How to complete this task: The required result is every line of the records that includes "time".

Stored data:
——

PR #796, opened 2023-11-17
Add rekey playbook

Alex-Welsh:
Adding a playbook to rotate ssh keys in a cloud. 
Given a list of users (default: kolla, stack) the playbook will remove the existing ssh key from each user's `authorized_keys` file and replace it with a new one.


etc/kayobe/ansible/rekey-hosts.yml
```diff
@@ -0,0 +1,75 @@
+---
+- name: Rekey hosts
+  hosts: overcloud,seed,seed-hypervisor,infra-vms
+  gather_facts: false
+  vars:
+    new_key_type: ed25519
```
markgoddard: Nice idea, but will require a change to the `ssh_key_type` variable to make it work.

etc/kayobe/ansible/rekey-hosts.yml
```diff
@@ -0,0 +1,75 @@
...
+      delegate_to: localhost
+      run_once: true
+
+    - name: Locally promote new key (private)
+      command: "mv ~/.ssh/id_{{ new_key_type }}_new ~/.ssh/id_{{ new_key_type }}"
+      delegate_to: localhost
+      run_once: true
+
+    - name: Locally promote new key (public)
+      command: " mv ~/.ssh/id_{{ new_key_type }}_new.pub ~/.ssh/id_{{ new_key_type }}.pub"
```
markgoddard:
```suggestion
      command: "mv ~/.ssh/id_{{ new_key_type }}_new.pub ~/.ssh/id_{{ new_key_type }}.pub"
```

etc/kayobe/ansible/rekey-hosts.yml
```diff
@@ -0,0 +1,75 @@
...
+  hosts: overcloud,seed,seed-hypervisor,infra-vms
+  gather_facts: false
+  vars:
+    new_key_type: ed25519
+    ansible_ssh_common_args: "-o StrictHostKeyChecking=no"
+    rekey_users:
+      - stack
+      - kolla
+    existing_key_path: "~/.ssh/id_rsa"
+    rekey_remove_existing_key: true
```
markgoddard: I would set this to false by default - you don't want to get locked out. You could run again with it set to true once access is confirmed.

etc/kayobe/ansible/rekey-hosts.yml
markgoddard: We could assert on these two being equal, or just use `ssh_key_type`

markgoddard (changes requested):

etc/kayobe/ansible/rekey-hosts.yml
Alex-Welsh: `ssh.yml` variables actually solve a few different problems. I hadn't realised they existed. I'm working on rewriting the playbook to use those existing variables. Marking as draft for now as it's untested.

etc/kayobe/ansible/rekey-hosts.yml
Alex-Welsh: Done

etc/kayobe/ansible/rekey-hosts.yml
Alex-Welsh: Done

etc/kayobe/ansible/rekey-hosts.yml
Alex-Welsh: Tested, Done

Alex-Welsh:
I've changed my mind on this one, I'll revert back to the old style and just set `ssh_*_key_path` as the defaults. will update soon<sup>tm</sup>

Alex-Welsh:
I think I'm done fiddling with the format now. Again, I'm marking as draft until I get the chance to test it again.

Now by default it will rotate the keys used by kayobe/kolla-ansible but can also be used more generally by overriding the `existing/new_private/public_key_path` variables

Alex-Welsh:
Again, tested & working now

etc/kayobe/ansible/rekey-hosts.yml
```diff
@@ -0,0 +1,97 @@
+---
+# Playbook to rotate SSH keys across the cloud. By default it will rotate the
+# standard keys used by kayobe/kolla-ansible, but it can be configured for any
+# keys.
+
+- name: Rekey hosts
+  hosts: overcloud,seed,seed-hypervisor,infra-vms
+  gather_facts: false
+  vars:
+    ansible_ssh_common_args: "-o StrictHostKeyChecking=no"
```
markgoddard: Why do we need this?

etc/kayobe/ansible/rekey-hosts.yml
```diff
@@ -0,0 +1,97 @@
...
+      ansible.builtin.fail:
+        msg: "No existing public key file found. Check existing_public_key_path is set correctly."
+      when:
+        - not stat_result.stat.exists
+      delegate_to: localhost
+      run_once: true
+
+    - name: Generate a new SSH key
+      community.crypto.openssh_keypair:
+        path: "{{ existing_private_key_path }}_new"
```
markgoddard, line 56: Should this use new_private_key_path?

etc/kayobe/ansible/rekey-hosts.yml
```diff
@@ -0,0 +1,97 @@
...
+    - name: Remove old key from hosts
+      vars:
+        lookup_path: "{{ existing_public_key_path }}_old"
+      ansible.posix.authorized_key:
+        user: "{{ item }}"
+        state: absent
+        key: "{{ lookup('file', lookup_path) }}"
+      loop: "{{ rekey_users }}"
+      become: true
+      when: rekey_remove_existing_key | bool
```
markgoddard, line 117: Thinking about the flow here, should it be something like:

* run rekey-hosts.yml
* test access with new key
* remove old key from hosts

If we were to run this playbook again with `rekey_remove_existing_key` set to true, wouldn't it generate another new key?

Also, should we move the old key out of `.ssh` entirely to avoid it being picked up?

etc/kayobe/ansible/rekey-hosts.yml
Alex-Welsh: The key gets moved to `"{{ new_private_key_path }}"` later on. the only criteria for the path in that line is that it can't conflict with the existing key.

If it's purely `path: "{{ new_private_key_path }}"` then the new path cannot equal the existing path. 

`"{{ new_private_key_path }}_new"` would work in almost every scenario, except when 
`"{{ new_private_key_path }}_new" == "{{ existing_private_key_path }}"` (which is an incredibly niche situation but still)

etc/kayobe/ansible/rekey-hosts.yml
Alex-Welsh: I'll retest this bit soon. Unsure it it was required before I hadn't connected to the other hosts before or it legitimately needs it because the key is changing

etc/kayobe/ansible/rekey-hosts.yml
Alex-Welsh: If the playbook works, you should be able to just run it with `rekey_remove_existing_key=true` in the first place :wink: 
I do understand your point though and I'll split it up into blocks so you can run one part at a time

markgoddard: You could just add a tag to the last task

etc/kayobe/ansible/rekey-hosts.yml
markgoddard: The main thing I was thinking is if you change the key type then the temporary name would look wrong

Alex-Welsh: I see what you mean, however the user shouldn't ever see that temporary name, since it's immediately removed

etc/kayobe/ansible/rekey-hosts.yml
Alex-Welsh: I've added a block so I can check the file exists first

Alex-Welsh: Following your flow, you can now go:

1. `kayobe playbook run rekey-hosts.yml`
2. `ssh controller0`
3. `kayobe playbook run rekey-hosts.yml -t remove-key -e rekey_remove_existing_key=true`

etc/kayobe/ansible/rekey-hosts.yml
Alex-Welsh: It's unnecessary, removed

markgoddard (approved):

——

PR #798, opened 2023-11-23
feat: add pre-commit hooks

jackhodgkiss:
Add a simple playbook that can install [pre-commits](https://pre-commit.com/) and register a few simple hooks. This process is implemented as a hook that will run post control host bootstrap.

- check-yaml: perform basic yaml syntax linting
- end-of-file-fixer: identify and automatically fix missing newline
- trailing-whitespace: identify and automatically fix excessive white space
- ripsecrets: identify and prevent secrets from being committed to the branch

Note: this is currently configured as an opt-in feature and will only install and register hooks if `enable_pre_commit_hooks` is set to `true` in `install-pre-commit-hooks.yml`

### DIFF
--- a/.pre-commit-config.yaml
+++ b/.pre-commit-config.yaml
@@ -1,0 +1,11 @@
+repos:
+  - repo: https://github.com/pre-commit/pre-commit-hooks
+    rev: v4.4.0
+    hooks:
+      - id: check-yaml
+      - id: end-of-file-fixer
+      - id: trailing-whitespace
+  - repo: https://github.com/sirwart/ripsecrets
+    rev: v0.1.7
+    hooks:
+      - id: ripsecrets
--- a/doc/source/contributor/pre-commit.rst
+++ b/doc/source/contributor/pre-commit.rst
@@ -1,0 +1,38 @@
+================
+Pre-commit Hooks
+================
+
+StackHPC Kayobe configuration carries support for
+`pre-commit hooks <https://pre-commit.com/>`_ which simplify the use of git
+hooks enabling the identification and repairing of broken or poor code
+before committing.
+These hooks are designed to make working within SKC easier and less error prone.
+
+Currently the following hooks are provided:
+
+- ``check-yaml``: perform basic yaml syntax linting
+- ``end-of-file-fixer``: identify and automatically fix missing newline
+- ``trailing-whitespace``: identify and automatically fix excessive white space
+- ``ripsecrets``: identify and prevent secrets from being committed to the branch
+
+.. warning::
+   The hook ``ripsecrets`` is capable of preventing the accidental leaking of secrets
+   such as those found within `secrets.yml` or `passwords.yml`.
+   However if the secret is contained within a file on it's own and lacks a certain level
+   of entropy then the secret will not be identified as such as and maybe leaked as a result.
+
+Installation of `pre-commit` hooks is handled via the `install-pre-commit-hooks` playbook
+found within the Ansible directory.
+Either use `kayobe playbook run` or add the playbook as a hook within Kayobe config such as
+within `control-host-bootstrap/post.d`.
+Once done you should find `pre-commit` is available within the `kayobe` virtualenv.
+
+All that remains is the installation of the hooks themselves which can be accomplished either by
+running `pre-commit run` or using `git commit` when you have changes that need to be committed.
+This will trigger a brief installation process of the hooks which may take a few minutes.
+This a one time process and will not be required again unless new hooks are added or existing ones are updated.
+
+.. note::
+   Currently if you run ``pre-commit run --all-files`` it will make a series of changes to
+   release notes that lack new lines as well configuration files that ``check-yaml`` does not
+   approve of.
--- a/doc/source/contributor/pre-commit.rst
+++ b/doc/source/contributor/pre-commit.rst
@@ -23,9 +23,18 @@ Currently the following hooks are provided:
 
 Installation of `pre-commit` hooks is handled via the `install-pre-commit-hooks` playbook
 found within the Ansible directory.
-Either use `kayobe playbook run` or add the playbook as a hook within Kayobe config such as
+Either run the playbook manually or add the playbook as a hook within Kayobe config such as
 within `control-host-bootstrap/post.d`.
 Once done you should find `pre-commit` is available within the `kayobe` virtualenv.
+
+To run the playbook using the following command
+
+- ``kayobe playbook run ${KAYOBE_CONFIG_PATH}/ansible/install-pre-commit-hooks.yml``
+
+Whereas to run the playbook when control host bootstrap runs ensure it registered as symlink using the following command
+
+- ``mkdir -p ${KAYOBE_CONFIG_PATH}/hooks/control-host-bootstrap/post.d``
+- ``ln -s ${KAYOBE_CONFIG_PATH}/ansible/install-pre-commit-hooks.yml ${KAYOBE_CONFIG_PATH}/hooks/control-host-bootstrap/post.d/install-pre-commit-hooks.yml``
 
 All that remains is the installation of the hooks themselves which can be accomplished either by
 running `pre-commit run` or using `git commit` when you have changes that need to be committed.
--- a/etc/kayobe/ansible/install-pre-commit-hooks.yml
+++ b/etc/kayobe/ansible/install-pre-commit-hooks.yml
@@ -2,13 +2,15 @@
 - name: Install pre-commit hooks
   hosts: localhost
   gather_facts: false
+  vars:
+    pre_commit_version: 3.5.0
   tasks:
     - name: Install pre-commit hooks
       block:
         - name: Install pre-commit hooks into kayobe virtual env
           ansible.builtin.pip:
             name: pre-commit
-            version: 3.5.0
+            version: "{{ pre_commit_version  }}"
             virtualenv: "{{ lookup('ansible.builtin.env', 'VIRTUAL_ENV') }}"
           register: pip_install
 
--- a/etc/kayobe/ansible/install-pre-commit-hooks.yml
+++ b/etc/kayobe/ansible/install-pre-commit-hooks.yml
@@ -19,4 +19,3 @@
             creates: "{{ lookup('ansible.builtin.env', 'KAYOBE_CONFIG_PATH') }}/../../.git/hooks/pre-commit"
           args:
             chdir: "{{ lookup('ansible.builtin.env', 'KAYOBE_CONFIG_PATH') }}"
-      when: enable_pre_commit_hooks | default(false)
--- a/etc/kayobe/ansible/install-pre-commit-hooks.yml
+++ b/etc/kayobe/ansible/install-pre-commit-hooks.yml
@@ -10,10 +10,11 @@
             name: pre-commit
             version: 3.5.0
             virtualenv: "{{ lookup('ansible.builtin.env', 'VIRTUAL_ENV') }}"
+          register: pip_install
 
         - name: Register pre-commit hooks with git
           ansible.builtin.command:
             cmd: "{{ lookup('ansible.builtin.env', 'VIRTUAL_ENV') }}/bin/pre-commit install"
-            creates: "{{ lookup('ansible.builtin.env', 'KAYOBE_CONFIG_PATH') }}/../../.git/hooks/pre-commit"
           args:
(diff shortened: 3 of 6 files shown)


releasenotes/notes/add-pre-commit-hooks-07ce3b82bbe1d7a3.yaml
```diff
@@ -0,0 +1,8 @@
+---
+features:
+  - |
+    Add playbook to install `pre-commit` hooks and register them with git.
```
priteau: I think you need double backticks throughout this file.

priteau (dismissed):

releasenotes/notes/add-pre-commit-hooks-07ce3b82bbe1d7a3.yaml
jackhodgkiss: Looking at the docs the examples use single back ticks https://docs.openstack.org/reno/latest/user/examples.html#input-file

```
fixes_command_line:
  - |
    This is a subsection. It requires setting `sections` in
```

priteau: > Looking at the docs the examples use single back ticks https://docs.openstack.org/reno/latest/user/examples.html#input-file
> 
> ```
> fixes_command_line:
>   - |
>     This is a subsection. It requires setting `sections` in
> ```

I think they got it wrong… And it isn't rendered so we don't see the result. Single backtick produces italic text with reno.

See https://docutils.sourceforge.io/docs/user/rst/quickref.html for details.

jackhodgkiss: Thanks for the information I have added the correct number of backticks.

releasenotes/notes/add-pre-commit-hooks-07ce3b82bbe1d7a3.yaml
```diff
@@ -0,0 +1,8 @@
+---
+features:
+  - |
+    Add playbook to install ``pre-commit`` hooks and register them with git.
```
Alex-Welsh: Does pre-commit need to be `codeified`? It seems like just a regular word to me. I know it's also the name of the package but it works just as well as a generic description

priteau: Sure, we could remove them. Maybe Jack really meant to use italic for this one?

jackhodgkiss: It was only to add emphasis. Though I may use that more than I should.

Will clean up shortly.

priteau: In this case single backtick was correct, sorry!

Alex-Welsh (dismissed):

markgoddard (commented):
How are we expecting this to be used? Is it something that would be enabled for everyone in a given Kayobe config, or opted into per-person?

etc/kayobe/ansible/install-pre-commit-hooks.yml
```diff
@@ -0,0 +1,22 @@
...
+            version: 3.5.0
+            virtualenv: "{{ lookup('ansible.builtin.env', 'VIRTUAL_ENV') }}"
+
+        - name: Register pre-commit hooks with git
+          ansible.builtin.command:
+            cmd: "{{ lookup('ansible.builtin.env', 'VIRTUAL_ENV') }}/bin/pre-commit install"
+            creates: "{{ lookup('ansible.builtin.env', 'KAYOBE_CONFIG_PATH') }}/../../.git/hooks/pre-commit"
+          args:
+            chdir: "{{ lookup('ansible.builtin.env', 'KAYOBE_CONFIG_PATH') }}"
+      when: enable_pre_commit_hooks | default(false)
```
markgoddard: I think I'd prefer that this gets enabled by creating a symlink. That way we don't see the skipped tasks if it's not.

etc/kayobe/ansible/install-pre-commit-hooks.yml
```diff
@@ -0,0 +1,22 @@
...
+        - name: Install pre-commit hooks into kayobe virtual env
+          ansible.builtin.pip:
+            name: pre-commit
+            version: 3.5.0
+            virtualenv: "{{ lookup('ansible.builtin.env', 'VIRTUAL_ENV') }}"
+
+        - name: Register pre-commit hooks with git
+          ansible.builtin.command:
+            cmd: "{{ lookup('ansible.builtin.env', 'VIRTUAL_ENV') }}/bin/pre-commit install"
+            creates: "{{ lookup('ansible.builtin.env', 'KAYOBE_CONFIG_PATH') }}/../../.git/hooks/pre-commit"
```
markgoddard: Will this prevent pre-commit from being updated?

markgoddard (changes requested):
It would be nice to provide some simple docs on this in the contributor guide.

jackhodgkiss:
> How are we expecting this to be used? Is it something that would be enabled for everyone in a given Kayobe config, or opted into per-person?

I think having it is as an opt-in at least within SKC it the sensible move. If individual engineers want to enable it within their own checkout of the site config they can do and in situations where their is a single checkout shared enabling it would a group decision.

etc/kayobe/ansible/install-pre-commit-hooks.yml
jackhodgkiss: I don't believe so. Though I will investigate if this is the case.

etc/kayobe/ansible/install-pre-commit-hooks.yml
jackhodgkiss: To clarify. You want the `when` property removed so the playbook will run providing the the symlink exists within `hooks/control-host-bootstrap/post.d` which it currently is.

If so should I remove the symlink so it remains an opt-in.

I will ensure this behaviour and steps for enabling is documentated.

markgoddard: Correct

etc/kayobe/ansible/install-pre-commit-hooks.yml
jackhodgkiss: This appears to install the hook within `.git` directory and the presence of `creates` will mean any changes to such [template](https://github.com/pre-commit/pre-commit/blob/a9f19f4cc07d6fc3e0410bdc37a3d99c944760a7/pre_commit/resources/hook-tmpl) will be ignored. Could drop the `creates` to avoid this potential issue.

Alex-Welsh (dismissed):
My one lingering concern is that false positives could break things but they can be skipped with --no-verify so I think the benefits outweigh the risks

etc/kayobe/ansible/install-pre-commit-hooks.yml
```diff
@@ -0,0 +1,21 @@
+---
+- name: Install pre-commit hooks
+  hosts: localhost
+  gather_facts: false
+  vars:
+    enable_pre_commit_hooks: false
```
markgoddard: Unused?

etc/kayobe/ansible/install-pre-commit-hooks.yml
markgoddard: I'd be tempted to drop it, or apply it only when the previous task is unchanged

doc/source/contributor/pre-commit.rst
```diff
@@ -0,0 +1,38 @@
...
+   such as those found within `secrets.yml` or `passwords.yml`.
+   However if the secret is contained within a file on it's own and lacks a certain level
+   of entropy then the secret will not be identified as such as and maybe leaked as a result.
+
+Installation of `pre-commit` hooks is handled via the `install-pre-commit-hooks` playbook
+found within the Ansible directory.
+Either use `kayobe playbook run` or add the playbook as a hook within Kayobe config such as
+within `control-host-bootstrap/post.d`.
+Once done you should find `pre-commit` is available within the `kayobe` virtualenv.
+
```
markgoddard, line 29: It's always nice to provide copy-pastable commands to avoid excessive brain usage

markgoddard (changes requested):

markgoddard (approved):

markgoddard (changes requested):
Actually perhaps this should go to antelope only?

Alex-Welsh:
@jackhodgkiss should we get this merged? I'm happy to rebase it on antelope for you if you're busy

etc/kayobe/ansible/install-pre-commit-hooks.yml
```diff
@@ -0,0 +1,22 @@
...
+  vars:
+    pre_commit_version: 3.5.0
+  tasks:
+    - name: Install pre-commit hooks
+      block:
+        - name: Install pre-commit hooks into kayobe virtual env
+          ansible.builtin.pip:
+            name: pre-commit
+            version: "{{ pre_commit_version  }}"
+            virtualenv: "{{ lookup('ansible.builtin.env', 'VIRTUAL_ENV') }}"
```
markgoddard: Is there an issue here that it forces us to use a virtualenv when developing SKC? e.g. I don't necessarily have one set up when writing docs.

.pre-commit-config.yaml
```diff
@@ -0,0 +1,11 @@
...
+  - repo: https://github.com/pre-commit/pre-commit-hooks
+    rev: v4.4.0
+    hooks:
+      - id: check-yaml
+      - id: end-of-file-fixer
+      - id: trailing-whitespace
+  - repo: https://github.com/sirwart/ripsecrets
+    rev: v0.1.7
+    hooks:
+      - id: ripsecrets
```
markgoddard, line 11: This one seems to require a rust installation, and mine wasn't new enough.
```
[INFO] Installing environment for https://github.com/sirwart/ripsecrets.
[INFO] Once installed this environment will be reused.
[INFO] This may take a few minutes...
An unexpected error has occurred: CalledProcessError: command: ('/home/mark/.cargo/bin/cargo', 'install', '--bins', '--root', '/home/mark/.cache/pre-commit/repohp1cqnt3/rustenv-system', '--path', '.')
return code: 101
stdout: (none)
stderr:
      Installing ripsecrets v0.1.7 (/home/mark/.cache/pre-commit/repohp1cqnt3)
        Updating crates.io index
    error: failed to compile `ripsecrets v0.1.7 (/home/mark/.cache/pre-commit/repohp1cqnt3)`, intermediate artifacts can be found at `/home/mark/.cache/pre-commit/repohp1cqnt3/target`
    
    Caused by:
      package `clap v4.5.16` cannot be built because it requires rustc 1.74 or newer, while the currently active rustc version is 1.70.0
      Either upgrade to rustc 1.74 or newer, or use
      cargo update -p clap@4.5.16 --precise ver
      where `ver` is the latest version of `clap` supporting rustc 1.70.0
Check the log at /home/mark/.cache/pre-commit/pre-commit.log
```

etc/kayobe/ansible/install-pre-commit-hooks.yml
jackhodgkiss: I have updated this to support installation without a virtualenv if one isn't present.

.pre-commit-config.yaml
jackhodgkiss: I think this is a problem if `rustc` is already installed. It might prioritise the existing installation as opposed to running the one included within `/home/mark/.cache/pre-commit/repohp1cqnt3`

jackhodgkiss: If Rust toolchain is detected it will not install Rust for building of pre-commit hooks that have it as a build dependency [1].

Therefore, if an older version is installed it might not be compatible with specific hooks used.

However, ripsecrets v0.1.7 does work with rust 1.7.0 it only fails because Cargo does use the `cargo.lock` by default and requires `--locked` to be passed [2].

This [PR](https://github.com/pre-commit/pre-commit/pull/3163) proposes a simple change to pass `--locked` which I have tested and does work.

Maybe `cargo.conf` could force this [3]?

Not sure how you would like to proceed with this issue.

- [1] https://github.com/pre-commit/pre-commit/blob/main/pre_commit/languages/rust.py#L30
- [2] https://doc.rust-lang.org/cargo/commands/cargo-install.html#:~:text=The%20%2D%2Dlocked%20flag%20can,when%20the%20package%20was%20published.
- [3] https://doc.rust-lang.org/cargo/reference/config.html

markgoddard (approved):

——

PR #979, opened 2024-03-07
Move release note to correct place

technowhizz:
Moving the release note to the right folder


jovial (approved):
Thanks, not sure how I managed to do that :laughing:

——

Task answer:
I do understand your point though and I'll split it up into blocks so you can run one part at a time
+This a one time process and will not be required again unless new hooks are added or existing ones are updated.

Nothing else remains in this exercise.